Les spectres sans tête, d'après Louis Boulanger
Le Dernier Jour d'un condamné
Victor Hugo (1802-1885), auteur.
BnF, département Littérature et Art, 4-Z-1628 (A,1)
© Bibliothèque nationale de France
Le condamné lit les noms gravés sur le mur de sa cellule, « Dautun, celui qui a coupé son frère en quartiers, et qui allait la nuit dans Paris jetant la tête dans une fontaine et le tronc dans un égout ; Poulain, celui qui a assassiné sa femme »… Tous ont été condamnés à mort avant lui.

« Je ne suis ni visionnaire, ni superstitieux. Il est probable que ces idées me donnaient un accès de fièvre ; mais pendant que je rêvais ainsi, il m'a semblé tout à coup que ces noms fatals étaient écrits avec du feu sur le mur noir ; un tintement de plus en plus précipité a éclaté dans mes oreilles ; une lueur rousse a rempli mes yeux ; et puis il m'a paru que le cachot était plein d'hommes, d'hommes étranges qui portaient leur tête dans leur main gauche, et la portaient par la bouche, parce qu'il n'y avait pas de chevelure. Tous me montraient le poing, excepté le parricide.
J'ai fermé les yeux avec horreur, alors j'ai tout vu plus distinctement.
Rêve, vision ou réalité, je serais devenu fou, si une impression brusque ne m'eût réveillé à temps. J'étais près de tomber à la renverse lorsque j'ai senti se traîner sur mon pied nu un ventre froid et des pattes velues ; c'était l'araignée que j'avais dérangée et qui s'enfuyait.

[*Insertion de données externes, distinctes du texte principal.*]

PR #84, opened 2017-07-21
Changes to routines creating fake companions.

henry-ngo:
1. Keyword "imlib" added to routines "throughput" and "contrast_curve" so that the user can choose the imlib desired for routines such as "inject_fcs_cube" (this routine previously had this keyword as a parameter but there was no way for the routines in "contrcurve.py" to pass this information on.

Reason: Allow for choices other than opencv.

2. In "throughput", I changed the SNR of fake companions from being hard-coded as 10.0 to a user-defined parameter, "fc_snr". I also added this as a keyword/parameter to "contrast_curve" so that a user can pass it through.

Reason: Allow for more flexibility when injecting fake companions.

### DIFF
--- a/vip/phot/contrcurve.py
+++ b/vip/phot/contrcurve.py
@@ -27,15 +27,15 @@ from ..var import frame_center, dist
 
 
 
-def contrast_curve(cube, angle_list, psf_template, fwhm, pxscale, starphot, 
+def contrast_curve(cube, angle_list, psf_template, fwhm, pxscale, starphot,
                    algo, sigma=5, nbranch=1, theta=0, inner_rad=1, wedge=(0,360),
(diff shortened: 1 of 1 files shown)


carlgogo:
@henry-ngo thanks for the PR. I'll merge the changes. Indeed "imlib" was missing in the throughput and CC functions. Regarding the S/N for measuring the throughput, I think it won't hurt to expose that as a keyword, although in principle (and according to my tests) the throughput should be independent of the S/N of the injected companions.

henry-ngo:
Thanks! Dimitri mentioned that he had hacked his version of VIP to always use SNR=25 but I do agree with you that my most recent tests show very little differences between SNR=10,25,99.

PR #85, opened 2017-07-23
Small bug fix in cube_px_resampling()

VChristiaens:
- I corrected the bug that occurs when running vip.preproc.cube_px_resampling(): "frame_px_resampling() got an unexpected keyword argument 'imlib'". This is due to the latest update of frame_px_resampling (keyword 'imlib' was removed); the call to frame_px_resampling in cube_px_resampling was not modified accordingly.

- I added the optional keyword "threshold" in cube_recenter_gauss2d_fit(), this argument is passed to _centroid_2dg_frame(), and hence to vip.var.fit2d_gaussian().

### DIFF
--- a/vip/pca/pca_local.py
+++ b/vip/pca/pca_local.py
@@ -8,7 +8,6 @@ from __future__ import division, print_function
 
 __author__ = 'C. Gomez @ ULg'
 __all__ = ['pca_adi_annular',
-           'pca_adi_annular2',
            'pca_rdi_annular']
 
 import numpy as np
@@ -186,7 +185,6 @@ def pca_rdi_annular(cube, angle_list, cube_ref, radius_int=0, asize=1,
         return cube_out, cube_der, frame 
     else:
         return frame           
-
 
 
 def pca_adi_annular(cube, angle_list, radius_int=0, fwhm=4, asize=3, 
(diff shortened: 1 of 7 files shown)


VChristiaens:
Update:
I did a couple of additional small changes to the following functions:
- vip.phot.contrast_curve(): the definition of the window size for the savitzky-golay filtering of the radial noise profile is inappropriate for large frames (as it is set as 0.1xlargest radial separation). This can lead to negative noise values when approaching the speckle dominated regime (see example curve attached). Now the window is set to the closest odd number to min(int(2*fwhm), largest radial separation-2).
window_for_savitzky_golay_filter_is_too_wide
- vip.preproc.register_and_center_via_speckles(): I changed some hardco
ded values in order for the function to be compatible with NACO data or other pixel scales NIRC2 data.
- vip.var.fit_2dgaussian(): also changed a hardcoded value which could lead to poor results in the case of thresholding before the gaussian fit.

henry-ngo:
Thanks @VChristiaens, I actually just started to encounter this same issue with my data and had to do a hardcode fix on my version of the code. Didn't have time to make a clean change yet, so I'm glad you did this :)

carlgogo:
@VChristiaens thanks for the PR. I'll merge it.

PR #88, opened 2017-08-04
Added option to customize plot titles

wenhaoxuan:
Hi Carlos,
I made tiny additions to add titles to blob detection, contrast curve, snrmap, and pc optimization plots. The reason is that we will be displaying the results of my NIRC2vortex pipeline on a web server.


carlgogo:
Hi @wenhaoxuan, I'll merge this PR. In you need to customize further the plots, please merge all the matplotlib related instructions in one argument/parameter. It could be a dictionary where one could pass the title, size, color and other parameters of the plot.

wenhaoxuan:
Hi @carlgogo, thank you, and will do!

PR #91, opened 2017-08-29
Check for None using "is" instead of equality and one other small change

henry-ngo:
My machine returns an error when e.g. an array is checked for None type using equality instead of "is". i.e. array==None returns an array of True/False values, which doesn't work in "if" statements (asks for "any" or "all"). It seems like the PEP recommendation for NoneType checking is to use "is" rather than equality. So, I changed the few cases of this. https://www.python.org/dev/peps/pep-0008/#programming-recommendations

Other small change: handle output from the changed fit_2dgaussian in VIP 0.7.5 correctly.


carlgogo:
@henry-ngo thanks for the fixes. Merging.

henry-ngo:
Thanks!

PR #92, opened 2017-08-31
Small fixes

wenhaoxuan:
1) Updated the old pandas sort() function to sort_values() in pca_fullfr.py. This function was changed back in pandas version 0.17.0: http://pandas.pydata.org/pandas-docs/version/0.19.2/generated/pandas.DataFrame.sort_values.html#pandas.DataFrame.sort_values
2) In snr.py added paramater getfig = True in the snrmap function to suppress show() in pp_subplots(). This is to expedite reduction process for the pipeline.
3) Added precaution to avoid the step param in grid() from being zero in pca_fullfr.py
4) The fit_2dgaussian function was changed to output a pandas dataframe, when full_output = True. Must use 1 variable to catch the dataframe, instead of 6 variables.
5) Unindented lines in vip/pca/pca_fullfr, where the opt_pc plot is saved. Those lines were wrongly indented so it only saves for the clever grid, not the manual grid.

### DIFF
--- a/vip/pca/pca_fullfr.py
+++ b/vip/pca/pca_fullfr.py
@@ -838,9 +838,9 @@ def pca_optimize_snr(cube, angle_list, (source_xy), fwhm, cube_ref=None,
             ax2.grid('on', 'major', linestyle='solid', alpha=0.2)
             #plt.savefig('figure.pdf', dpi=300, bbox_inches='tight')
             print()
-            # Optionally, save the contrast curve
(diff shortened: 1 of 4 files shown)


carlgogo:
Hi @wenhaoxuan this PR has conflicts with master. Please check that.

wenhaoxuan:
Hi @carlgogo, sorry about that. It is good now.

PR #105, opened 2017-11-29
Small bug fix: pca_annulus function in utils_pca.py

gruane:
svd_wrapper needs to be imported for the pca_annulus function.
Added the line "from .svd import svd_wrapper" to the top of utils_pca.py.


carlgogo:
Thanks @gruane

PR #106, opened 2017-11-29
Sphere IFS integration - utils_pca

arainot:
Part 2 of SPHERE IFS integration: utils_pca.py update

### DIFF
--- a/vip_hci/negfc/simplex_fmerit.py
+++ b/vip_hci/negfc/simplex_fmerit.py
@@ -12,31 +12,31 @@ from ..var import frame_center
 from ..pca import pca_annulus
 
 
-def chisquare(modelParameters, cube, angs, plsc, psfs_norm, fwhm, annulus_width,  
-              aperture_radius, initialState, ncomp, cube_ref=None, 
+def chisquare(modelParameters, cube, angs, plsc, psfs_norm, fwhm, annulus_width,
+              aperture_radius, initialState, ncomp, cube_ref=None,
               svd_mode='lapack', scaling=None, fmerit='sum', collapse='median'):
     """
     Calculate the reduced chi2:
     \chi^2_r = \frac{1}{N-3}\sum_{j=1}^{N} |I_j|,
-    where N is the number of pixels within a circular aperture centered on the 
+    where N is the number of pixels within a circular aperture centered on the
     first estimate of the planet position, and I_j the j-th pixel intensity.
-    
+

Cela m'a dépossédé. – O les épouvantables spectres ! – Non, c'était une fumée, une imagination de mon cerveau vide et convulsif. Chimère à la Macbeth ! Les morts sont morts, ceux-là surtout. Ils sont bien cadenassés dans le sépulcre. Ce n'est pas là une prison dont on s'évade. Comment se fait-il donc que j'aie eu peur ainsi ? La porte du tombeau ne s'ouvre pas en dedans. »

Victor Hugo. Le Dernier Jour d'un condamné, chap. XII.